(Given data Opens)

PR #1593, opened 2025-10-29
build container images automatically

NUZAT-TABASSUM:
This pull request adds a **GitHub Actions workflow** that automatically builds and publishes Tobira’s Docker images.

The workflow does the following:

* Builds Tobira’s Docker image for both `linux/amd64` and `linux/arm64`
* Uses Node and Rust versions from `util/scripts/build-container-image.sh`
* Builds and pushes images to **GitHub Container Registry (GHCR)** under `ghcr.io/elan-ev/tobira`
*  Automatically generates appropriate tags based on the Git event:
    *  For pull requests, it only builds the image (no pushing).
     * For pushes to main, it builds and pushes development tags:
            ` edge` → represents the latest code from main
            ` sha-<commit>` → a unique tag for each commit,
     *  For version tags (e.g., v3.9.0), it creates release images with multiple tags: v3.9.0, v3.9, v3, and latest

* Each architecture (amd64 and arm64) is built separately and then combined into a **multi-architecture image**, so users can simply pull `ghcr.io/elan-ev/tobira:<tag>` and Docker automatically selects the correct architecture.


.github/workflows/build-container-image.yml
```diff
@@ -0,0 +1,139 @@
...
+            echo "version=${GITHUB_REF_NAME}" >> $GITHUB_OUTPUT
+          elif [[ "${GITHUB_REF_NAME}" == "${{ github.event.repository.default_branch }}" ]]; then
+            echo "version=edge" >> $GITHUB_OUTPUT
+          else
+            SAFE=$(echo "${GITHUB_REF_NAME}" | sed -E 's/[^A-Za-z0-9._-]+/-/g')
+            echo "version=${SAFE}" >> $GITHUB_OUTPUT
+          fi
+
+      - name: Set up QEMU
+        uses: docker/setup-qemu-action@v3
```
LukasKalbertodt: What's the used for?

.github/workflows/build-container-image.yml
```diff
@@ -0,0 +1,139 @@
...
+    runs-on: ubuntu-latest
+    strategy:
+      matrix:
+        include:
+          - name: amd64
+            platform: linux/amd64
+            rust_target: x86_64-unknown-linux-musl
+          - name: arm64
+            platform: linux/arm64
+            rust_target: aarch64-unknown-linux-musl
```
LukasKalbertodt: Why build for ARM? :thinking: Tobira never released for ARM, was never tested for ARM and is very unlikely to be used on an ARM machine.

.github/workflows/build-container-image.yml
```diff
@@ -0,0 +1,139 @@
...
+        uses: docker/build-push-action@v6
+        with:
+          context: .
+          file: ${{ env.DOCKERFILE }}
+          platforms: ${{ matrix.platform }}
+          push: ${{ github.event_name != 'pull_request' }}     
+          provenance: false
+          labels: ${{ needs.meta.outputs.labels }}             
+          cache-from: type=gha
+          cache-to: type=gha,mode=max
```
LukasKalbertodt: What exactly is cached here? Is it actually worth it using a cache? In particular if we switch to only building releases.

.github/workflows/build-container-image.yml
```diff
@@ -0,0 +1,139 @@
...
+
+      - name: Generate and publish multi-arch Docker manifest
+        run: |
+          for TAG in ${{ needs.meta.outputs.tags }}; do
+            echo "→ ${TAG}"
+            docker buildx imagetools create \
+              --tag "${TAG}" \
+              "${TAG}-amd64" \
+              "${TAG}-arm64"
+          done
```
LukasKalbertodt: I'm not quite sure what all of this does

LukasKalbertodt (changes requested):
Hi! Sorry for the delay responding to your PR. 

I don't know a ton about Docker, certainly not about best practices. This is my first review of it, but which is mostly just questions to you, not necessarily change requests. It would be nice if you could explain the reasoning behind your changes for me to understand.

- Generally the script seems to be quite involved, covering many different cases. I would have expected something simpler first. Maybe all of this makes sense, it's just my intuition to start with something with fewer bells and whistles. 
- Did you test all of this on your own fork? I.e. also test the upload part?
- Can you quickly explain why you decided for ghcr.io instead of say, quay.io, which is used in `build-container-image.sh`?

Also summoning @mtneug who knows a lot more about these things. I know you don't have a lot of time right now, but maybe you want to have a look here anyway.

.github/workflows/build-container-image.yml
```diff
@@ -0,0 +1,139 @@
...
+    steps:
+      - uses: actions/checkout@v4
+
+      - name: Extract Node and Rust versions
+        id: tools
+        run: |
+          nv=$(grep -E '^NODE_VERSION=' util/scripts/build-container-image.sh | head -n1 | cut -d= -f2)
+          rv=$(grep -E '^RUST_VERSION=' util/scripts/build-container-image.sh | head -n1 | cut -d= -f2)
+          echo "node=${nv}" >> "$GITHUB_OUTPUT"
+          echo "rust=${rv}" >> "$GITHUB_OUTPUT"
```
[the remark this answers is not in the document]
LukasKalbertodt: Good point. Yes I already noticed that stuff is kind of out of date. There is `util/scripts/check-system.sh` and `build-container-images.sh`. There are probably better ways to do it, honestly. `Cargo.toml` has a field to specify the minimum Rust version required, for example. Will look into it.

.github/workflows/build-container-image.yml
```diff
@@ -0,0 +1,139 @@
...
+      - uses: actions/checkout@v4
+
+      - name: Docker metadata
+        id: meta
+        uses: docker/metadata-action@v5
+        with:
+          images: ${{ env.REGISTRY }}/${{ env.IMAGE_NAME }}
+          tags: |
+            type=sha,format=short,prefix=sha-
+            type=raw,value=edge,enable=${{ github.ref == format('refs/heads/{0}', github.event.repository.default_branch) }}
```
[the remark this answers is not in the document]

(Given data Closes)

What you are asked to do: Without any change, write the listing out again.

Task response:
PR #1593, opened 2025-10-29
build container images automatically

NUZAT-TABASSUM:
This pull request adds a **GitHub Actions workflow** that automatically builds and publishes Tobira’s Docker images.

The workflow does the following:

* Builds Tobira’s Docker image for both `linux/amd64` and `linux/arm64`
* Uses Node and Rust versions from `util/scripts/build-container-image.sh`
* Builds and pushes images to **GitHub Container Registry (GHCR)** under `ghcr.io/elan-ev/tobira`
*  Automatically generates appropriate tags based on the Git event:
    *  For pull requests, it only builds the image (no pushing).
     * For pushes to main, it builds and pushes development tags:
            ` edge` → represents the latest code from main
            ` sha-<commit>` → a unique tag for each commit,
     *  For version tags (e.g., v3.9.0), it creates release images with multiple tags: v3.9.0, v3.9, v3, and latest

* Each architecture (amd64 and arm64) is built separately and then combined into a **multi-architecture image**, so users can simply pull `ghcr.io/elan-ev/tobira:<tag>` and Docker automatically selects the correct architecture.


.github/workflows/build-container-image.yml
```diff
@@ -0,0 +1,139 @@
...
+            echo "version=${GITHUB_REF_NAME}" >> $GITHUB_OUTPUT
+          elif [[ "${GITHUB_REF_NAME}" == "${{ github.event.repository.default_branch }}" ]]; then
+            echo "version=edge" >> $GITHUB_OUTPUT
+          else
+            SAFE=$(echo "${GITHUB_REF_NAME}" | sed -E 's/[^A-Za-z0-9._-]+/-/g')
+            echo "version=${SAFE}" >> $GITHUB_OUTPUT
+          fi
+
+      - name: Set up QEMU
+        uses: docker/setup-qemu-action@v3
```
LukasKalbertodt: What's the used for?

.github/workflows/build-container-image.yml
```diff
@@ -0,0 +1,139 @@
...
+    runs-on: ubuntu-latest
+    strategy:
+      matrix:
+        include:
+          - name: amd64
+            platform: linux/amd64
+            rust_target: x86_64-unknown-linux-musl
+          - name: arm64
+            platform: linux/arm64
+            rust_target: aarch64-unknown-linux-musl
```
LukasKalbertodt: Why build for ARM? :thinking: Tobira never released for ARM, was never tested for ARM and is very unlikely to be used on an ARM machine.

.github/workflows/build-container-image.yml
```diff
@@ -0,0 +1,139 @@
...
+        uses: docker/build-push-action@v6
+        with:
+          context: .
+          file: ${{ env.DOCKERFILE }}
+          platforms: ${{ matrix.platform }}
+          push: ${{ github.event_name != 'pull_request' }}     
+          provenance: false
+          labels: ${{ needs.meta.outputs.labels }}             
+          cache-from: type=gha
+          cache-to: type=gha,mode=max
```
LukasKalbertodt: What exactly is cached here? Is it actually worth it using a cache? In particular if we switch to only building releases.

.github/workflows/build-container-image.yml
```diff
@@ -0,0 +1,139 @@
...
+
+      - name: Generate and publish multi-arch Docker manifest
+        run: |
+          for TAG in ${{ needs.meta.outputs.tags }}; do
+            echo "→ ${TAG}"
+            docker buildx imagetools create \
+              --tag "${TAG}" \
+              "${TAG}-amd64" \
+              "${TAG}-arm64"
+          done
```
LukasKalbertodt: I'm not quite sure what all of this does

LukasKalbertodt (changes requested):
Hi! Sorry for the delay responding to your PR. 

I don't know a ton about Docker, certainly not about best practices. This is my first review of it, but which is mostly just questions to you, not necessarily change requests. It would be nice if you could explain the reasoning behind your changes for me to understand.

- Generally the script seems to be quite involved, covering many different cases. I would have expected something simpler first. Maybe all of this makes sense, it's just my intuition to start with something with fewer bells and whistles. 
- Did you test all of this on your own fork? I.e. also test the upload part?
- Can you quickly explain why you decided for ghcr.io instead of say, quay.io, which is used in `build-container-image.sh`?

Also summoning @mtneug who knows a lot more about these things. I know you don't have a lot of time right now, but maybe you want to have a look here anyway.

.github/workflows/build-container-image.yml
```diff
@@ -0,0 +1,139 @@
...
+    steps:
+      - uses: actions/checkout@v4
+
+      - name: Extract Node and Rust versions
+        id: tools
+        run: |
+          nv=$(grep -E '^NODE_VERSION=' util/scripts/build-container-image.sh | head -n1 | cut -d= -f2)
+          rv=$(grep -E '^RUST_VERSION=' util/scripts/build-container-image.sh | head -n1 | cut -d= -f2)
+          echo "node=${nv}" >> "$GITHUB_OUTPUT"
+          echo "rust=${rv}" >> "$GITHUB_OUTPUT"
```
[the remark this answers is not in the document]
LukasKalbertodt: Good point. Yes I already noticed that stuff is kind of out of date. There is `util/scripts/check-system.sh` and `build-container-images.sh`. There are probably better ways to do it, honestly. `Cargo.toml` has a field to specify the minimum Rust version required, for example. Will look into it.

.github/workflows/build-container-image.yml
```diff
@@ -0,0 +1,139 @@
...
+      - uses: actions/checkout@v4
+
+      - name: Docker metadata
+        id: meta
+        uses: docker/metadata-action@v5
+        with:
+          images: ${{ env.REGISTRY }}/${{ env.IMAGE_NAME }}
+          tags: |
+            type=sha,format=short,prefix=sha-
+            type=raw,value=edge,enable=${{ github.ref == format('refs/heads/{0}', github.event.repository.default_branch) }}
```
[the remark this answers is not in the document]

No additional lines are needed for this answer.